3. Declare how many different subgroup groupings you tried, and do appropriate Bonferroni corrections.
4. Report the magnitude of the male drop vs. the female drop after gender-unblinding, test if they’re different, and report the test results.
5. Add the part about men being harder on men and vice versa, give numbers, and do significance tests.
6. Try to find an explanation for why both groups’ rates dropped with gender-unblinding. If you can’t, at least say so in the Discussion and propose some possibilities.
7. Fix the way you present “Women’s acceptance rates are 71.8% when they use gender neutral profiles, but drop to 62.5% when their gender is identifiable”, at the very least by adding the comparable numbers about the similar drop for men in the same sentence. Otherwise this will be the heading for every single news article about the study and nobody will acknowledge that the drop for men exists at all. This will happen anyway no matter what you do, but at least it won’t be your fault.
8. If possible, control for your finding that women’s changes are larger and less-needed and see how that affects results. If this sounds complicated, I bet you could find people here who are willing to help you.
9. Please release an anonymized version of the data."
// ScottAlexander

I am willing to bet money that doing real honest academic statistical analysis of their raw data will invalidate their implications and their claims.

2016-01-22

Why SSH keys dont have metadata

And other tech rant.

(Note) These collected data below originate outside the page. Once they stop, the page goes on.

PR #29174, opened 2025-01-29
Plane: remove dead store of cruise_speed

peterbarker:
The second assignment, "otherwise cruise" is redundant, so remove it.

```
../../ArduPlane/quadplane.cpp:4260:15: warning: Value stored to 'approach_speed' during its initialization is never read [deadcode.DeadStores]
        float approach_speed = cruise_speed;
              ^~~~~~~~~~~~~~   ~~~~~~~~~~~~
1 warning generated.
```


andyp1per (approved):
There is a similar issue in rover that I noticed on my mac yesterday

IamPete1 (approved):
LGTM

tridge (approved):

It was recently asked, in a forum that I read, the following: "Why is it that SSH public keys don’t have an embedded expiration date, anyway? PKI certificates have them."

My response:

Because as soon as you start adding all sorts of metadata to a key, then everyone will start adding all sorts of metadata to keys, with all sorts of obscure rules about how metadata interact with the environment and various implementations whether a key works or not.

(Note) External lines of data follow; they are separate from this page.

PR #29179, opened 2025-01-29
AP_DDS: Added direct actuator control

snktshrma:
This adds a new topic /ap/cmd_mot to allow external controllers control actuators directly. This adds support for external controller and planners (MPC, etc) to handle actuator control directly.

To run:
1. Run Copter SITL
2. On mavproxy, `param set DISARM_DELAY 0`
3. Switch to Guided and arm.
4. Publish: 

```bash
ros2 topic pub /ap/cmd_mot ardupilot_msgs/msg/MotorControl "{timestamp: {sec: 0, nanosec: 0}, actuator: [0.7, 0.7, 0.7, 0.7, 0.0, 0.0, 0.0, 0.0, 0.0, 0.0, 0.0, 0.0]}"`
```

This addition currently doesn't support case where publisher stops and switches the vehicle to a stable mode. In that case, the actuator output just resets to 0 (Min PWM) if no updates are received.


ArduCopter/mode_guided.cpp
```diff
@@ -584,6 +599,41 @@ void ModeGuided::set_velaccel(const Vector3f& velocity, const Vector3f& accelera
...
 
+// set_actuator_mode - sets guided mode's individual motor mode
+void ModeGuided::set_actuator_mode(float actuator[AP_MOTORS_MAX_NUM_MOTORS]) {
+#if FRAME_CONFIG == MULTICOPTER_FRAME
+    if (guided_mode != SubMode::Actuator) {
+        motor_control_start();
+    }
+
+    guided_motor_state.update_time_ms = millis();
+    memcpy(guided_motor_state.actuator, actuator, AP_MOTORS_MAX_NUM_MOTORS * sizeof(float));
```
Ryanf55, line 610:
```suggestion
    memcpy(guided_motor_state.actuator, actuator, ARRAY_SIZE(guided_motor_state.actuator));
```
If you changed to double in the actuators, then this would not require a change.

ArduCopter/mode_guided.cpp
```diff
@@ -853,6 +903,28 @@ void ModeGuided::velaccel_control_run()
     attitude_control->input_thrust_vector_heading(pos_control->get_thrust_vector(), auto_yaw.get_heading());
 }
 
+// checks for incoming actuator commands
+void ModeGuided::motor_control_run()
+{
+#if FRAME_CONFIG == MULTICOPTER_FRAME
+    // set actuator values to zero if no updates received for 3 seconds
+    uint32_t tnow = millis();
+    if (tnow - guided_motor_state.update_time_ms > get_timeout_ms()) {
```
Ryanf55, line 912:
```suggestion
    if (millis()- guided_motor_state.update_time_ms > get_timeout_ms()) {
```

No need for the local if you only use it once.

Tools/ros2/ardupilot_msgs/msg/MotorControl.msg
```diff
@@ -0,0 +1,2 @@
+builtin_interfaces/Time timestamp # ms
```
Ryanf55, line 1: Can you add documentation what this message is for. Something like

"Control the direct motor outputs of the vehicle"

libraries/AP_DDS/AP_DDS_Topic_Table.h
```diff
@@ -382,4 +385,22 @@ constexpr struct AP_DDS_Client::Topic_table AP_DDS_Client::topics[] = {
...
 #endif // AP_DDS_GLOBAL_POS_CTRL_ENABLED
+#if AP_DDS_MOT_CTRL_ENABLED
+    {
+        .topic_id = to_underlying(TopicIndex::MOTOR_CONTROL_SUB),
+        .pub_id = to_underlying(TopicIndex::MOTOR_CONTROL_SUB),
+        .sub_id = to_underlying(TopicIndex::MOTOR_CONTROL_SUB),
+        .dw_id = uxrObjectId{.id=to_underlying(TopicIndex::MOTOR_CONTROL_SUB), .type=UXR_DATAWRITER_ID},
+        .dr_id = uxrObjectId{.id=to_underlying(TopicIndex::MOTOR_CONTROL_SUB), .type=UXR_DATAREADER_ID},
+        .topic_rw = Topic_rw::DataReader,
+        .topic_name = "rt/ap/cmd_mot",
```
Ryanf55, line 396: Should we make this an experimental topic till we've flown it on a vehicle?

libraries/AP_DDS/AP_DDS_config.h
```diff
@@ -129,6 +129,10 @@
 #define AP_DDS_GLOBAL_POS_CTRL_ENABLED 1
 #endif
 
+#ifndef AP_DDS_MOT_CTRL_ENABLED
+#define AP_DDS_MOT_CTRL_ENABLED 1
```
Ryanf55, line 133: And make this grouped with experimental topics?

Ryanf55 (commented):
Overall looking good. We'll need a review from a copter maintainer such as Randy or Pete Hall.

ArduCopter/mode_guided.cpp
snktshrma: Hi @Ryanf55 ! So ARRAY_SIZE gives number of elements and because of that it will not copy anything after 8th element(32bytes). Either way you suggest using double(float64) instead of float32?

ArduCopter/mode_guided.cpp
snktshrma: Done

libraries/AP_DDS/AP_DDS_Topic_Table.h
snktshrma: Got it

Tools/ros2/ardupilot_msgs/msg/MotorControl.msg
snktshrma: Done!
Also I have modified the actuator array length to 32 in sync with AP_MOTORS_MAX_NUM_MOTORS.

Ryanf55: Nice, maybe later we can figure out how to use the define in the IDL and .msg file without duplicating it. Good enough for now.

ArduCopter/mode_guided.cpp
Ryanf55: I think double precision would be coverkill.

snktshrma: Alright Ryan! Then I'll keep it float32 then

Tools/ros2/ardupilot_msgs/msg/MotorControl.msg
snktshrma: Alright!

And then the lawyers will show up and insist that you imbed 30 page PDFs of Word docs of someone’s T&Cs and their contracts of adhesion and their “don't hold anyone with money responsible for anything” disclaimers into metadata (you think I joke, I do not at all, this literally regularly happens with “standards based” PKI certs).

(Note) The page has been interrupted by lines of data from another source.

PR #501, opened 2016-11-09
testing/radare2 bumped rel to 1.0

stef:
had to add a guard to make the linker happy, sent the patch also upstream: https://github.com/radare/radare2/pull/6165


stef:
upstream merged it

stef:
upstream released new version, using that now.

clandmeter:
Can you cleanup this apkbuild, rename builddir and remove prepare. Looks like package() also has some leftovers.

And then your keys are going to be huge weirdly encoded binary blobs of shit that you don’t have good tools to manipulate. And you will need to keep special indexes of them, and “bundles” of them, in multiple conflicting filesystem paths and “key stores”.

Part of why SSH took off at all in the first is because it doesn’t have this complex garbage wankery . An SSH public key is a SINGLE LINE, of printable ASCII7. You can edit and clean up your ~/.ssh/authorized_keys file with a textmode text editor.

The lack of metadata in SSH is a feature, not a problem.

2016-01-20

This is how to do it, or waving my cane.

1. Design a data abstraction that solves a class of problems.

2. Design a good wire protocol for that abstraction.

3. Better yet, design 2 protocols: one server-to-server and one client-to-server. Federation is the only model that has ever scaled large enough.

4. Implement a simple as possible server. Do not try too hard to make it performant, just very easy to install and very easy to understand. This is the protocol reference implementation.

5. Implement an open source client library, that completely covers the entire data model and the entire wire protocol.

6. Implement another open source client library, in a very different programming language. If this is difficult, you let your knowledge of your favorite language overconstrain the wire protocol. Go back to step 2 and fix it.

7. Implement a command line client on one of those libraries. Again, it must completely cover the entire data model.

8. Implement an ok GUI app.

9. Implement a very high performance highly scalable server. If you are tempted to change the wire protocol to do this, you screwed up.

10. Now, and only now, you can implement a very nice easy to use GUI. At this point, and at this point only, do you bring in any "designers", "UX" people, or anyone who uses Photoshop as working tool.


Of course, for the past 15 years, everyone has been doing this backwards, with disastrous results. It takes huge amounts of wasted CPU and wasted money by the millions and billions to make all the resulting garbage work at all.